### Work to complete
Lines holding the word "prefix" in the material below: count them and write the number alone.

### Available data
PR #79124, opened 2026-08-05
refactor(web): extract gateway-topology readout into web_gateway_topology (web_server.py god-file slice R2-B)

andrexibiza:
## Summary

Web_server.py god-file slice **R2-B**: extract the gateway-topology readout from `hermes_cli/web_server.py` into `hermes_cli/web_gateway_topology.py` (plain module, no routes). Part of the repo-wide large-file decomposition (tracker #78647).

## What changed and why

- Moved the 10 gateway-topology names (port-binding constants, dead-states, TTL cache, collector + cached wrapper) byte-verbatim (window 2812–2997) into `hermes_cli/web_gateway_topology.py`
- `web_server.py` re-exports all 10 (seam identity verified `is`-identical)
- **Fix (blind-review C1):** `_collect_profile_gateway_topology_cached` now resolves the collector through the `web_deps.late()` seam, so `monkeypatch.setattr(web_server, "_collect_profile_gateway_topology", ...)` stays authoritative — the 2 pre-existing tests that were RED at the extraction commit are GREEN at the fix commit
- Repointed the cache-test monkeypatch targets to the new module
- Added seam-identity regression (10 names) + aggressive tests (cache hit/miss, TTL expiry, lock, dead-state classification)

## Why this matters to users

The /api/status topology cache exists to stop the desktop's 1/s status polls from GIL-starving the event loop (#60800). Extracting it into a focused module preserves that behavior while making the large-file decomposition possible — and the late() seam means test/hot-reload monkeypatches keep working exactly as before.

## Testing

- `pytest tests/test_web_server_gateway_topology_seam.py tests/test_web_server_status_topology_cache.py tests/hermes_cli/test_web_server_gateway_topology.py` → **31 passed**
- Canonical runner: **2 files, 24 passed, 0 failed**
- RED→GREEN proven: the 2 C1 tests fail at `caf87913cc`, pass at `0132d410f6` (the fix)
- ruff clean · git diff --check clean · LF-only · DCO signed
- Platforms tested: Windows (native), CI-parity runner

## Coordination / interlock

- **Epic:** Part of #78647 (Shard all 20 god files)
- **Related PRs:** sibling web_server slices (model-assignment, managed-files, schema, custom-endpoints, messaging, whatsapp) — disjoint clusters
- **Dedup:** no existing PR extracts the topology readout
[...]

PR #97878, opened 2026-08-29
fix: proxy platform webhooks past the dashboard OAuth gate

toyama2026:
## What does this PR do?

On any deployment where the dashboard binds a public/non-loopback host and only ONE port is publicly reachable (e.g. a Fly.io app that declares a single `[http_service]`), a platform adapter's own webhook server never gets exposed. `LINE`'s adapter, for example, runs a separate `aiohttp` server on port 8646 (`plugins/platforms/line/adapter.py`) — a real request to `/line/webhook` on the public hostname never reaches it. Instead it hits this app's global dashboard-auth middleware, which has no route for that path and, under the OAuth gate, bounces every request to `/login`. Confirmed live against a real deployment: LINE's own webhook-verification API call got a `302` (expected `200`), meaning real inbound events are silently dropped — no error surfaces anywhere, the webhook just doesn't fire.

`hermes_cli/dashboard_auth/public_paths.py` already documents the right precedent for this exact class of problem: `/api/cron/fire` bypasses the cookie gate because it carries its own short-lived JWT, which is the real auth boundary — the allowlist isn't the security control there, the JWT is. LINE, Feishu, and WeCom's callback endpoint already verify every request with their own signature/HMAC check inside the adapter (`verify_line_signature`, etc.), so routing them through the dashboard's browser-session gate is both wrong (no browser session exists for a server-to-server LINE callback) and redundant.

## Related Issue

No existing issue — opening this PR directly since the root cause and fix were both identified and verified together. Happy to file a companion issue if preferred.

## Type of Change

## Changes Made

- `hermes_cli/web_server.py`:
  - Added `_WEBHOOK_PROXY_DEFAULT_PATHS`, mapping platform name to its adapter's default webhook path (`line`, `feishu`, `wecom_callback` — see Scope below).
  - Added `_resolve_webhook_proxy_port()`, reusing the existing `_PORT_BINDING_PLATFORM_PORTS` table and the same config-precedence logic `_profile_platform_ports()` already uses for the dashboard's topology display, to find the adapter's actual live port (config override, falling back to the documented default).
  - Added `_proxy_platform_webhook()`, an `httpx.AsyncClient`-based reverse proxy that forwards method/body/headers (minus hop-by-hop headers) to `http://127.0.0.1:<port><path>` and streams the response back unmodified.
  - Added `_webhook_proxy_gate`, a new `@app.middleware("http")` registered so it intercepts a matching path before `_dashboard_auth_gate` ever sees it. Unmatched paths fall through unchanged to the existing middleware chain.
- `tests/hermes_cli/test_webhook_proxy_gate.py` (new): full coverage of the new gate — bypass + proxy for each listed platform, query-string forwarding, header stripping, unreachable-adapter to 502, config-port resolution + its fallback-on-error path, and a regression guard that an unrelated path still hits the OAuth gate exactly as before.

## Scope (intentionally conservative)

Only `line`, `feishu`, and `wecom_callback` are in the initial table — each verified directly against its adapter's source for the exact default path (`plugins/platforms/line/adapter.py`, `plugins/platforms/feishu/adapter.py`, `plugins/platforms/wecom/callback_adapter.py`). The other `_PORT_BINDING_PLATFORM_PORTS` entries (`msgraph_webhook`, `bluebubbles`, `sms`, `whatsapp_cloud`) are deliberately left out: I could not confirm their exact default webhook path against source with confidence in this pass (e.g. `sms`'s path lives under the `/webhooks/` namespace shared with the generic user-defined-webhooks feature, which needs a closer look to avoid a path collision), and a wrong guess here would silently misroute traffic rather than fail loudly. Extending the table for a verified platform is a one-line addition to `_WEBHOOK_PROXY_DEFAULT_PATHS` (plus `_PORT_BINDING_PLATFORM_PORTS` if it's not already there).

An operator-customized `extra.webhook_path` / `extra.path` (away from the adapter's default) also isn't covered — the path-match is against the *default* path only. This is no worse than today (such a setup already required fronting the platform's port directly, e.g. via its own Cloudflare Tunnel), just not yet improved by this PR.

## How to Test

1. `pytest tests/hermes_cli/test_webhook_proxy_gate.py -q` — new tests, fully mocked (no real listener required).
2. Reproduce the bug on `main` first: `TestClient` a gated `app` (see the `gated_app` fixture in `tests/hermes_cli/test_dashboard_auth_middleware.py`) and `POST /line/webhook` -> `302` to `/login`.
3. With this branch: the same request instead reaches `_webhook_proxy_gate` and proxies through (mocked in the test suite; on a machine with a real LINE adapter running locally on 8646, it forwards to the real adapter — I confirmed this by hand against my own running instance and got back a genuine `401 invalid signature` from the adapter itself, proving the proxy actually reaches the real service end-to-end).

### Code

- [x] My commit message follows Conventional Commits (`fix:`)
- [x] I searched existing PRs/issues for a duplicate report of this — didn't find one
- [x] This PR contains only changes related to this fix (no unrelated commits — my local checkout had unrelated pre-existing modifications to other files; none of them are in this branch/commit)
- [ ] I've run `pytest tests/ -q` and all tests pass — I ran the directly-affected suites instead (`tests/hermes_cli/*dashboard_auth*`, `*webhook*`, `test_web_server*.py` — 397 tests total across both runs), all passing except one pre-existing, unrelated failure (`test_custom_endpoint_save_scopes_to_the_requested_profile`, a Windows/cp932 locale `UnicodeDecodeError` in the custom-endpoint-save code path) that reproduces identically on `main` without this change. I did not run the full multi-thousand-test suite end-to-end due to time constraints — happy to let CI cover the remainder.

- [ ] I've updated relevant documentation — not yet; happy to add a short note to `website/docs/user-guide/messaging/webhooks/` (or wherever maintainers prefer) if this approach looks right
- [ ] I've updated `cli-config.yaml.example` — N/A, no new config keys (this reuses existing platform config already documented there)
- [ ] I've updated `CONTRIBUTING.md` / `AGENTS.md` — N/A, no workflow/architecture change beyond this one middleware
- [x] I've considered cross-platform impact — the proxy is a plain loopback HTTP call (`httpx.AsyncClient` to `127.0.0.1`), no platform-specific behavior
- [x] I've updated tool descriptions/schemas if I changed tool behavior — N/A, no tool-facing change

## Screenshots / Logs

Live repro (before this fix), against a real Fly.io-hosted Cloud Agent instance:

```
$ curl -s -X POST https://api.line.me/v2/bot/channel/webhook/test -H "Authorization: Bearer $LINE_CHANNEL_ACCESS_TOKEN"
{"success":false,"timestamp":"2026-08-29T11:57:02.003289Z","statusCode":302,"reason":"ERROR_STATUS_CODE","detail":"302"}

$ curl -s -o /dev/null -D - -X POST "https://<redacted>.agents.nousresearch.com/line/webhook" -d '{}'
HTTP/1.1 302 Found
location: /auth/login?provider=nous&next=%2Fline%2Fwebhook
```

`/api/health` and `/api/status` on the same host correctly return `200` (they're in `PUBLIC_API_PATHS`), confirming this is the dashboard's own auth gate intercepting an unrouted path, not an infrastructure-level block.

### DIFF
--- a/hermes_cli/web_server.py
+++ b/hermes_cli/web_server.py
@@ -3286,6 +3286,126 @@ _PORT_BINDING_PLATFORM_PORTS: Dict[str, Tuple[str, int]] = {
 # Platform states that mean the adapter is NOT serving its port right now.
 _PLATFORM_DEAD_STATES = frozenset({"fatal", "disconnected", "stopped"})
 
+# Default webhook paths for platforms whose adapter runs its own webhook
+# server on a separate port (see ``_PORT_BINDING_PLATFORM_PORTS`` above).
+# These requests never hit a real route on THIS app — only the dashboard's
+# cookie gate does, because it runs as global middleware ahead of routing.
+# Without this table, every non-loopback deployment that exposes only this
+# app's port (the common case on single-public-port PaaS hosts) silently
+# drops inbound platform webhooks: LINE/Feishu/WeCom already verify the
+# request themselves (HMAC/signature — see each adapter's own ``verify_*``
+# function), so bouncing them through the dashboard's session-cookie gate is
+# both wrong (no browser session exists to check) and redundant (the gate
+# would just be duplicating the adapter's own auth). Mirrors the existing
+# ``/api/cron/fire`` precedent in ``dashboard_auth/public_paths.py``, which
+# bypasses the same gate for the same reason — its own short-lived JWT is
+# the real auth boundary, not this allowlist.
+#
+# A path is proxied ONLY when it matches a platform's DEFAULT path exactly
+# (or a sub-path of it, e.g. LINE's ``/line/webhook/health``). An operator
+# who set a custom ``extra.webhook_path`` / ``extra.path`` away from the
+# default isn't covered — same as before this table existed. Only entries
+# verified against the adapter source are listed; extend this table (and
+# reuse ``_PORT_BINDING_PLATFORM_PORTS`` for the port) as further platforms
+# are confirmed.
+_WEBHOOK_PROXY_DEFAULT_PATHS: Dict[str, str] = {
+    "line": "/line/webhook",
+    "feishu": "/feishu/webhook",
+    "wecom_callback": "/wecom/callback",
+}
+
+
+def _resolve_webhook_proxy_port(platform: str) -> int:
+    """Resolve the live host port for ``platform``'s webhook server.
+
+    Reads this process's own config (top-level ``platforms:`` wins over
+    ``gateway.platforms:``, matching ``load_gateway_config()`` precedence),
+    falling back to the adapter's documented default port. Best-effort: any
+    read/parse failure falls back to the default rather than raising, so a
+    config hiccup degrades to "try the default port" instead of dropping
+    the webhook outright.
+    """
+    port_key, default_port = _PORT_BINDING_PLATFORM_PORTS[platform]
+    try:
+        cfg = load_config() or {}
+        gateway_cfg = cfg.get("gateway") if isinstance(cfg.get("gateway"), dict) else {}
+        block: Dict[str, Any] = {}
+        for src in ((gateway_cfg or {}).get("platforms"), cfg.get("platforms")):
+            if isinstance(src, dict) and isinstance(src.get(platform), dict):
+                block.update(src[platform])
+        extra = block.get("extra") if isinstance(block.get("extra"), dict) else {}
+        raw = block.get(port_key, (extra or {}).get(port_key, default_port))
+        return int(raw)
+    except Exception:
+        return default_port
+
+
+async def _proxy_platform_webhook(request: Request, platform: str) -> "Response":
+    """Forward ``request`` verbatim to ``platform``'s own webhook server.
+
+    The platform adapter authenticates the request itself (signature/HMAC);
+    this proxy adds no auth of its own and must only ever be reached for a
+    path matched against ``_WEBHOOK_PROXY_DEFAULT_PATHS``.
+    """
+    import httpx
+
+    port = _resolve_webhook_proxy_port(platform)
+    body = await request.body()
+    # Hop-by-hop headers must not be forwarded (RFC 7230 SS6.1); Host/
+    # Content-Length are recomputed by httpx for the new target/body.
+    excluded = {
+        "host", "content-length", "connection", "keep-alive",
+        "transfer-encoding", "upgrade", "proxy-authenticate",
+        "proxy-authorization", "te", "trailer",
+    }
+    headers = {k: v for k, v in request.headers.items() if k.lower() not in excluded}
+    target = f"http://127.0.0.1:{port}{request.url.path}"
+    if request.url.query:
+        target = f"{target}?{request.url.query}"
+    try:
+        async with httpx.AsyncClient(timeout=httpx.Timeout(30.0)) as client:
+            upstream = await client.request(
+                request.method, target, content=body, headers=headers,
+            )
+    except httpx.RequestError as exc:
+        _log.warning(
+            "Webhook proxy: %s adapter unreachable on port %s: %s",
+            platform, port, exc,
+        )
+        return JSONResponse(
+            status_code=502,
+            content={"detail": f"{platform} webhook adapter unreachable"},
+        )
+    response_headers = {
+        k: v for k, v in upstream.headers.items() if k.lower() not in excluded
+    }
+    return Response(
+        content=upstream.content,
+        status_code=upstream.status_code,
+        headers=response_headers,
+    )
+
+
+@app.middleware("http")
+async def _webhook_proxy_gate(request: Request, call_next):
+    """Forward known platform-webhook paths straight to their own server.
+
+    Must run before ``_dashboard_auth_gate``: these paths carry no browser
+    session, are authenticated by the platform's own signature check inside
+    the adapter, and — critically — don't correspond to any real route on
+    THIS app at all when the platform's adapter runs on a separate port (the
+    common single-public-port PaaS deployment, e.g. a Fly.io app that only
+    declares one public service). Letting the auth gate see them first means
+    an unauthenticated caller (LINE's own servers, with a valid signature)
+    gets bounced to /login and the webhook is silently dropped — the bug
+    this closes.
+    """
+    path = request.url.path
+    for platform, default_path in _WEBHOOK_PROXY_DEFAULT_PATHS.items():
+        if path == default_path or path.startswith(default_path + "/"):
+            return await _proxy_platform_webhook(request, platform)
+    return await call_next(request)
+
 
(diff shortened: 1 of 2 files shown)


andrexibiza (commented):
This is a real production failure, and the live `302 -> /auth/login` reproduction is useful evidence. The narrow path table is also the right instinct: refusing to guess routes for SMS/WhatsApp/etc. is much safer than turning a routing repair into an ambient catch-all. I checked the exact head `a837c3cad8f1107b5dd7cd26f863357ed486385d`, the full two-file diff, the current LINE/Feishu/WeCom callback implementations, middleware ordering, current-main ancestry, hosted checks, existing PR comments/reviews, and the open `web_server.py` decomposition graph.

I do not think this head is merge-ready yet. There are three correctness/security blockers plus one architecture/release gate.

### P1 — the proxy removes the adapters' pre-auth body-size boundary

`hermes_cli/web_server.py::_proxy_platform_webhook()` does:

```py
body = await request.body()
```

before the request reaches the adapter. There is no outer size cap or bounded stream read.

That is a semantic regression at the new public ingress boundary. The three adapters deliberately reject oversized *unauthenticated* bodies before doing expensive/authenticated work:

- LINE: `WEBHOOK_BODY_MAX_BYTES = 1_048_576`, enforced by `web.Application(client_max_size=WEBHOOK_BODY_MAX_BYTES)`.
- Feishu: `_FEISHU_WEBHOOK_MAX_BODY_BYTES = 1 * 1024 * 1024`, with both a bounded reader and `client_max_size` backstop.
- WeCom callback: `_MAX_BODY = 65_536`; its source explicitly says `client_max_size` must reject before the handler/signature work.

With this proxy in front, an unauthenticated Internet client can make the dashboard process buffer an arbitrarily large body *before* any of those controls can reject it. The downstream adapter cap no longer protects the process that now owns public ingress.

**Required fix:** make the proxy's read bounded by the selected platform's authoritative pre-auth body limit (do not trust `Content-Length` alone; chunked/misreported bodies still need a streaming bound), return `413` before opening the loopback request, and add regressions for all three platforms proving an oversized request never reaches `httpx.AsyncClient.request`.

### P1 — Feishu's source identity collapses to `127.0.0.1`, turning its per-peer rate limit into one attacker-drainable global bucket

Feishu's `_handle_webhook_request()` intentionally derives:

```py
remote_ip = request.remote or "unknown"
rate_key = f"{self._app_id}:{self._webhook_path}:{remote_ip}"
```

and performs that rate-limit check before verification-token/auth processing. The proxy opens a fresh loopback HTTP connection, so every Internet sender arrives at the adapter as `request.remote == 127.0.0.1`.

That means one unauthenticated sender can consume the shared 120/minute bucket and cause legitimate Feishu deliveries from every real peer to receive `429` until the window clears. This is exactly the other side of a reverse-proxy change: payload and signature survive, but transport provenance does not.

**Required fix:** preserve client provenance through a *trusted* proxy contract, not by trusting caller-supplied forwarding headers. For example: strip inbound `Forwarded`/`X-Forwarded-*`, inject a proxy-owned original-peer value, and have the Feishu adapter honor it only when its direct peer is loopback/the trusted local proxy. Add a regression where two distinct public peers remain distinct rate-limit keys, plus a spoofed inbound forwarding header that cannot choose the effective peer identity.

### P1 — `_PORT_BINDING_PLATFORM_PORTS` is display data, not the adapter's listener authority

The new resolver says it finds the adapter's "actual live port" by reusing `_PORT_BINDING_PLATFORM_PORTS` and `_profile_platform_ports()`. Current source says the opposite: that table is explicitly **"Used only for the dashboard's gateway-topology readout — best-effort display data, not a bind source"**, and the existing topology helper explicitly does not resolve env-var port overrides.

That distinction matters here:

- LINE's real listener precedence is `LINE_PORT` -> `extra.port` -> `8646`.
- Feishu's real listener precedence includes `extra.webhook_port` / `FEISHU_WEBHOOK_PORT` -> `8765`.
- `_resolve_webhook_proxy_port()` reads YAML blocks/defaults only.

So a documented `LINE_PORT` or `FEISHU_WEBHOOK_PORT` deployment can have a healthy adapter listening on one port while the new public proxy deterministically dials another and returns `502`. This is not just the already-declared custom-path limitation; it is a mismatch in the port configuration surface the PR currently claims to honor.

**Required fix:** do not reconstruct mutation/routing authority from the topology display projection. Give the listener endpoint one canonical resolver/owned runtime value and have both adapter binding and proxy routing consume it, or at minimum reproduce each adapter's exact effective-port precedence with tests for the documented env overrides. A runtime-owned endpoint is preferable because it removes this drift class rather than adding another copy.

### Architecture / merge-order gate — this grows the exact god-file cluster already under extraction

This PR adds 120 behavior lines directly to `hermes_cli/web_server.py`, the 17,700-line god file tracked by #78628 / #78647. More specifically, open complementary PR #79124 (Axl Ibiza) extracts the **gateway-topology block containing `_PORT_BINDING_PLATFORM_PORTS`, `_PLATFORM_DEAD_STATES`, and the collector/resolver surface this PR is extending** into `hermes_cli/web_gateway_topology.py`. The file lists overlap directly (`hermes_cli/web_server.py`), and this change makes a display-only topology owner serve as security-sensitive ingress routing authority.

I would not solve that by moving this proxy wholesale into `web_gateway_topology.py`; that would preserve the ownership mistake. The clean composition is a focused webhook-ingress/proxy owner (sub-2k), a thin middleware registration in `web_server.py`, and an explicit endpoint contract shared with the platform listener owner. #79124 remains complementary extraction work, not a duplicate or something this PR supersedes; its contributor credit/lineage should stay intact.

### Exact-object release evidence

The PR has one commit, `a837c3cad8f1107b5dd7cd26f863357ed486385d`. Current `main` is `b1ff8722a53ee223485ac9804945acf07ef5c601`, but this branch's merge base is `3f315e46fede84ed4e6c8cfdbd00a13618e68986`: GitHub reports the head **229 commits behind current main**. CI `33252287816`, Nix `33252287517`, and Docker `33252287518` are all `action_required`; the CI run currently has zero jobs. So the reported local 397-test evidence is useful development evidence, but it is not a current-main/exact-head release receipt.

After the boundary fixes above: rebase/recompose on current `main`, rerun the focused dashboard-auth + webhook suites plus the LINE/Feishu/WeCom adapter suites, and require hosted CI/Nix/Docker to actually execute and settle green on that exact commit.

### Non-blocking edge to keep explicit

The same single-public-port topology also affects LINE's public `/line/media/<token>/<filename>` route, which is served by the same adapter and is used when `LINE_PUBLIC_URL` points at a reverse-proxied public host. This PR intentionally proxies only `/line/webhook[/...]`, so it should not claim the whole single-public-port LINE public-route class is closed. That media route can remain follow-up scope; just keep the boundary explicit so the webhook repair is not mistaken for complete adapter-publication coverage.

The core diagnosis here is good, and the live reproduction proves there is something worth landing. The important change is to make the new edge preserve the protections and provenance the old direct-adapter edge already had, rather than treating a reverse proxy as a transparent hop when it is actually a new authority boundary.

--

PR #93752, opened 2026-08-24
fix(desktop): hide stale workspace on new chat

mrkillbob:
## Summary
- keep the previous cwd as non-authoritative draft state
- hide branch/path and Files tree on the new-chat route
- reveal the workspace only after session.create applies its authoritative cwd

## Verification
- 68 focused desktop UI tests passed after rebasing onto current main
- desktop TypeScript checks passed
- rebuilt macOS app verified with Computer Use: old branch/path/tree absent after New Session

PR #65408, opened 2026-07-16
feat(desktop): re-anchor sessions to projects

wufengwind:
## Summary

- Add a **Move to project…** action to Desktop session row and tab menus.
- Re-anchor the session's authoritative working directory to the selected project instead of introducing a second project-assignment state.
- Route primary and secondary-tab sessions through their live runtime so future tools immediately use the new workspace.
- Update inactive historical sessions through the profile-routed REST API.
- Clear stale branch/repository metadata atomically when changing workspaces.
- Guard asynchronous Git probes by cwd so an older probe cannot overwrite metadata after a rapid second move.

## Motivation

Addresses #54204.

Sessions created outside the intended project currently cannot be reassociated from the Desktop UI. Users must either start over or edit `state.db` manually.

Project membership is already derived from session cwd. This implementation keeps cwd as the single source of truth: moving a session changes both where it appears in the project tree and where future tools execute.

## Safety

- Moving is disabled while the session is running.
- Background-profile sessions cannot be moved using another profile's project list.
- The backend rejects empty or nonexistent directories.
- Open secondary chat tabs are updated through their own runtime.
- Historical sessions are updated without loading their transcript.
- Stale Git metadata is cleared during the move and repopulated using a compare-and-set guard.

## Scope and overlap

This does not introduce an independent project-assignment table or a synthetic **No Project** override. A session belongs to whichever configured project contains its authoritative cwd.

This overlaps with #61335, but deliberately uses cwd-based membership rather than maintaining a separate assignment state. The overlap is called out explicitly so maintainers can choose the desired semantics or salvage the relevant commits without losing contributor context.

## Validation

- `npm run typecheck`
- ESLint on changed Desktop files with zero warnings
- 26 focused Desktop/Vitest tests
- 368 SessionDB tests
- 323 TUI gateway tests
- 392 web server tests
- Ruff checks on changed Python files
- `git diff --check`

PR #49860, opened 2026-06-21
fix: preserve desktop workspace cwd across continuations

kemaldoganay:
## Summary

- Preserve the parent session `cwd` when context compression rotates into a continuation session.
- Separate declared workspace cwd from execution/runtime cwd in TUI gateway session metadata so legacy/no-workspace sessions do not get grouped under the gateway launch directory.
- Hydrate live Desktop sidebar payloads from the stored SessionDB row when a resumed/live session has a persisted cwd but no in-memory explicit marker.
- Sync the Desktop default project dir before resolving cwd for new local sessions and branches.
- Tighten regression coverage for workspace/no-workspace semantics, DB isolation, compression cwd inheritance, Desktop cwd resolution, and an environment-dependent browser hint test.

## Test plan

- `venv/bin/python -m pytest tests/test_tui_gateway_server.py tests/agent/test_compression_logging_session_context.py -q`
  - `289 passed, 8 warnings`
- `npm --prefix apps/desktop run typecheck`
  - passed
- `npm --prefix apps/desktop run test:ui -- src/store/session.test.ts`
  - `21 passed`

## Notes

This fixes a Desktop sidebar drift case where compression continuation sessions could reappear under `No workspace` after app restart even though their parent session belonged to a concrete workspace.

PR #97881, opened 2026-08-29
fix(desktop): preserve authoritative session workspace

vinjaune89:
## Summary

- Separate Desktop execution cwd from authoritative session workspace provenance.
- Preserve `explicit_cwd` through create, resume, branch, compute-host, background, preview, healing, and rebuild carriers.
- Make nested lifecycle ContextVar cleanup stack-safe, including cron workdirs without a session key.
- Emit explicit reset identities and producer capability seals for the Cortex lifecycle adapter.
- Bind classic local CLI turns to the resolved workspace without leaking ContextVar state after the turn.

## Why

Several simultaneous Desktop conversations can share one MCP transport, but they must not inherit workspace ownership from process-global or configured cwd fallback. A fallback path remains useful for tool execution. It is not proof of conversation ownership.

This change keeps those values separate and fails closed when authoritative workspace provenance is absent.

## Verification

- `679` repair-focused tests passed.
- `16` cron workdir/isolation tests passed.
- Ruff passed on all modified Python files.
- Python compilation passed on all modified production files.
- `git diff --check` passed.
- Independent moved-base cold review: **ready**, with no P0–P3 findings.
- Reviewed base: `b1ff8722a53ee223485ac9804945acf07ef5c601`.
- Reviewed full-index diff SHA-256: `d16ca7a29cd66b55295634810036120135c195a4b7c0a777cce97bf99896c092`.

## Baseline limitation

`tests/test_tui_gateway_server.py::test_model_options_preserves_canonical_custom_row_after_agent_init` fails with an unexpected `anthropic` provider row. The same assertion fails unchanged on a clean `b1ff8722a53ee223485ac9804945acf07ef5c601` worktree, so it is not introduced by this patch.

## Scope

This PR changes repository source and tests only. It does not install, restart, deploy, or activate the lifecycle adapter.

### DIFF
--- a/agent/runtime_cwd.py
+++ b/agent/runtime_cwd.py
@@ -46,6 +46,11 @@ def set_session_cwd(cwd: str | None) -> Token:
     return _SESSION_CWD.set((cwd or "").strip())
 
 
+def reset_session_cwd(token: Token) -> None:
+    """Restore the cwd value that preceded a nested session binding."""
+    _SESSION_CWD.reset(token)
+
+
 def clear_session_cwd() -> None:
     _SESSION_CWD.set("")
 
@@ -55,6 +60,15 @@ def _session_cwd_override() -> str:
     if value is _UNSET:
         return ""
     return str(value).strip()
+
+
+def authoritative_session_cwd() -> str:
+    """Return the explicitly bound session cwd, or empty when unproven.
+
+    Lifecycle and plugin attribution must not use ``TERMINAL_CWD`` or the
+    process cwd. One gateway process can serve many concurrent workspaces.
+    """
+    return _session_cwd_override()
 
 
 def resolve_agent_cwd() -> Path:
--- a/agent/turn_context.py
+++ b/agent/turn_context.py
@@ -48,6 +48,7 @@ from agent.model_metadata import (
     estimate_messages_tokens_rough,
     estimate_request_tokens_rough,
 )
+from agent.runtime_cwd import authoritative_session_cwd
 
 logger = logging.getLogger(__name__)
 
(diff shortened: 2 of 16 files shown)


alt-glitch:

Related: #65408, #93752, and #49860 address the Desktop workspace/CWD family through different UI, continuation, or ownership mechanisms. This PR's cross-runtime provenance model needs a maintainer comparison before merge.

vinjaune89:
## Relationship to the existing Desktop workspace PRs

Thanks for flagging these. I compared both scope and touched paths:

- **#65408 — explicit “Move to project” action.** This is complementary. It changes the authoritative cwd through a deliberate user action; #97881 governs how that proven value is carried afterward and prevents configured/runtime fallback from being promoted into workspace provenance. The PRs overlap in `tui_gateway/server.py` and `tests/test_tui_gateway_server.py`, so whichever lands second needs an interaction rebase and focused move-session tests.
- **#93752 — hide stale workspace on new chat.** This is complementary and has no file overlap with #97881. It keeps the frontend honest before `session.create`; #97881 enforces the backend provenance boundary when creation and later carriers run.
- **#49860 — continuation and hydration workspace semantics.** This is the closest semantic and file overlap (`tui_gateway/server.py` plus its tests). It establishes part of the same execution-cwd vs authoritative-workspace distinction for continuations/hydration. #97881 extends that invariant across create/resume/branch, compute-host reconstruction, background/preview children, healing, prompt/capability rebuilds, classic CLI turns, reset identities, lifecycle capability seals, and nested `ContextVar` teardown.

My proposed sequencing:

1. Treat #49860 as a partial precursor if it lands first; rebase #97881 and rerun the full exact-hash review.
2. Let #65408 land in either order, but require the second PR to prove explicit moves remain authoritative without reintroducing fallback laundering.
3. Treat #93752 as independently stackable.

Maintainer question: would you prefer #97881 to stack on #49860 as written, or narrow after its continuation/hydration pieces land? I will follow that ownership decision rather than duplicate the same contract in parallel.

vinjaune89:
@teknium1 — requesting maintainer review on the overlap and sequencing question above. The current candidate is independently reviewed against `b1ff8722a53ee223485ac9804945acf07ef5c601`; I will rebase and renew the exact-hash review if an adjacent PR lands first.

### Written response
2